Even super attractive people get DP







God bless us all lol.


----------



## FoXS (Nov 4, 2009)

ooohhh, sweeeet


----------



## Guest (Apr 13, 2010)

Aww why thank you very much


----------



## Minerva8979 (Jan 30, 2010)

Pretty lady ^.^ Were you a pirate?


----------



## Guest (Apr 21, 2010)

Minerva8979 said:


> Pretty lady ^.^ Were you a pirate?


I was














ARRRRRRGGGGGG!!!!


----------



## Minerva8979 (Jan 30, 2010)

Damn girl, you pull it off!


----------



## Guest (Apr 22, 2010)

Minerva8979 said:


> Damn girl, you pull it off!


Haha thanks. That is the pg version of that outfit. It goes with underwear that are hot pink and black stripped with a skull on the butt. It also has thigh high hot pink stockings with crossbones that look like laces and bows at the very top. They are supposed to look like boots. So yeah, I didn't think going trick or treating with my kids with my butt hanging out would be good. Though I am told that one time when I got really drunk I put the entire outfit on and danced on a table or something. I wouldn't put that past me honestly lol.


----------



## Minerva8979 (Jan 30, 2010)

tinyfairypeople said:


> Haha thanks. That is the pg version of that outfit. It actually is sort of fetish wear. It goes with underwear that are hot pink and black stripped with a skull on the butt. It also has thigh high hot pink stockings with crossbones that look like laces and bows at the very top. They are supposed to look like boots. So yeah, I didn't think going trick or treating with my kids with my butt hanging out would be good. Though I am told that one time when I got really drunk I put the entire outfit on and danced on a table or something. I wouldn't put that past me honestly lol.
> 
> http://http://www.amazon.com/gp/product/images/B002HTTOYU/ref=dp_image_0?ie=UTF8&n=1036592&s=apparel
> ]http://www.amazon.com/gp/product/images/B002HTTOYU/ref=dp_otherviews_3?ie=UTF8&s=apparel&img=3


Lmao,very nice


----------



## Guest (Apr 23, 2010)

HOTTIE!!







Look how many views you are getting!


----------



## Guest (Apr 23, 2010)

ThoughtOnFire said:


> HOTTIE!!
> 
> 
> 
> ...


Why thank you, you aren't so bad looking yourself







I'm getting a lot of views? I didn't even notice lol.


----------



## RenZimE (Feb 10, 2010)

Here, have a comment from me - thats at least one view you can vouch for









Also bare in mind that Google, Yahoo and Bing are always "viewing" topics 24/7 and so I'd imagine a fair few of your views are from them alone.

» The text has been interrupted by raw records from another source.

Issue #323, opened 2016-09-04
Section 5.8: Document handling of invalid PTs in answer


juberti:
https://tools.ietf.org/html/draft-ietf-rtcweb-jsep-15#section-5.8

3. If any indicated payload type is unknown, it MUST be ignored. [TODO: should fail on answers]

(q: does this logic need to also include processing for other lines - extmap, rtcp-fb, etc - that weren't present in the offer?)

juberti:
Fixed by #326

Issue #322, opened 2016-09-04
Section 5.8: Define PT->media mapping


juberti:
https://tools.ietf.org/html/draft-ietf-rtcweb-jsep-15#section-5.8

2) * For each specified payload type that is also supported by the
local implementation, establish a mapping between the payload
type ID and the actual media format. [TODO - Justin to add
more to explain mapping.]

juberti:
Relevant to #223 as well

juberti:
Fixed by #326

PR #326, opened 2016-09-16
Discuss header extensions in more detail

### LINKED ISSUE #321: Section 5.8: handle header extensions
https://tools.ietf.org/html/draft-ietf-rtcweb-jsep-15#section-5.8

1) If the media section proto value indicates use of RTP:
* [TODO: header extensions]

juberti:
- Talk about what to do with header extensions in a remote description
- Expand discussion of how to handle payload types in a remote
description
- Fail things we don’t know about in an answer

Fixes #321, #322, #323

### DIFF
--- a/draft-ietf-rtcweb-jsep.xml
+++ b/draft-ietf-rtcweb-jsep.xml
@@ -3788,8 +3788,6 @@ candidate:1 1 UDP 1694498815 192.0.2.33 10000 typ host
                     RTP:
                     <list style="symbols">
 
-                        <t>[TODO: header extensions]</t>
-
                         <t>If the m= section is being recycled (see
                         <xref target="sec.subsequent-offers"></xref>),
                         dissociate the currently associated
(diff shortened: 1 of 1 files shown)


fluffy:
LGTM

draft-ietf-rtcweb-jsep.xml
```diff
@@ -3826,23 +3824,38 @@ candidate:1 1 UDP 1694498815 192.0.2.33 10000 typ host
...
-                        type is unknown, it MUST be ignored.  [TODO:
-                        should fail on answers]</t>
+                        a mapping between the specified payload type ID and the
+                        actual media format, as described in
+                        <xref target="RFC3264" />, Section 6.1.
+                        Specifically, this means that the
+                        implementation determines the payload type ID to
+                        be used in outgoing RTP packets when sending each
+                        specified payload type. If any indicated payload
+                        type is unknown, it MUST be ignored.</t>
```
ekr: I'm not sure I understand where you are going with this. It seems like there are two salient properties:

1. The sender of the SDP announces which PTs it wants to use and the associated formats.
2. The answerer also announces which formats it is actually willing to use.

So you need to create:
1. A mapping from the formats you want to use -> PTs you announced for outgoing
2. A mapping from the PTs the other side announced -> the formats they were announced with.

Am I confused?

draft-ietf-rtcweb-jsep.xml
```diff
@@ -3826,23 +3824,38 @@ candidate:1 1 UDP 1694498815 192.0.2.33 10000 typ host
...
+                        <t>For each specified RTP header extension that is also
+                        supported by the local implementation, establish a
+                        mapping between the extension ID and
+                        URI, as described in <xref
+                        target="RFC5285" />, Section 5. Specifically, this means
+                        that the implementation determines the extension ID to
+                        be used in outgoing RTP packets when sending each
+                        specified header extension, and enables that extension
+                        for the outgoing streams associated with this m= section.
+                        If any indicated RTP header
```
ekr: I think it's "implementation determines" that is tripping me up here and above. It's not "implementation chosen". Rather, it is determined by creating a mapping between the two and then using that mapping, right?

draft-ietf-rtcweb-jsep.xml
```diff
@@ -3930,6 +3943,11 @@ candidate:1 1 UDP 1694498815 192.0.2.33 10000 typ host
                     <t>If the media section proto value indicates use
                     of RTP:
                     <list style="symbols">
+                        <t>If the media section references any payload types,
+                        RTP header extensions, or RTCP feedback mechanisms that
+                        are not known to the local implementation, this
+                        indicates a negotiation malfunction and MUST
+                        result in an error.</t>
```
ekr: Not just not known, not offered, right?

juberti: Agreed.

juberti: Test new conversation

juberti: ah ok

draft-ietf-rtcweb-jsep.xml
juberti: This section is specifically about handling a remote description, so only mapping #2 is in scope here, right?

draft-ietf-rtcweb-jsep.xml
juberti: How about 'the implementation, for each specified header extension, stores the specified extension ID, to be used when sending the header extension  in RTP packets'

juberti: Note that I think the text around 'enabling' needs to move down to the 'handling an answer' section, since these things are only really enabled if the answer says so.

juberti:
@ekr, PTAL at my responses

draft-ietf-rtcweb-jsep.xml
fluffy: How would it get a unknown payload type. This is the answer returned a "unknown" codec type in the "a=rtpmap" line ?

juberti: @fluffy, yes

Not that you dont deserve the 200+ views you've got, cos lets face it.. You're hotter than most of the girls I know







(Okay.. I think I escaped digging myself into a hole with that one







)


----------



## flat (Jun 18, 2006)

That outfit kinda reminds me of an Oktoberfest bar maid. Do you have any fraulein in you? lol


----------



## Guest (Apr 25, 2010)

flat said:


> That outfit kinda reminds me of an Oktoberfest bar maid. Do you have any fraulein in you? lol


Actually, yes. I am german.


----------



## Minerva8979 (Jan 30, 2010)

Me too


----------



## FoXS (Nov 4, 2009)

waaaaas ? seit wann denn das?


----------



## Guest (Apr 27, 2010)

FoXS said:


> waaaaas ? seit wann denn das?


Since birth. My great grandma immigrated from Germany during WW2. Her name was Olga and I look just like her.


----------



## Surfingisfun001 (Sep 25, 2007)

Hey I was gunna comment on your picture earlier but my hands were too busy to type


----------



## voidvoid (Sep 5, 2008)

surfingisfun001 said:


> Hey I was gunna comment on your picture earlier but my hands were too busy to type


Lies, you are typing with one hand.


----------



## Guest (Apr 29, 2010)

surfingisfun001 said:


> Hey I was gunna comment on your picture earlier but my hands were too busy to type


I wish there was a "blush" icon.


----------



## Minerva8979 (Jan 30, 2010)

tinyfairypeople said:


> Since birth. My great grandma immigrated from Germany during WW2. Her name was Olga and I look just like her.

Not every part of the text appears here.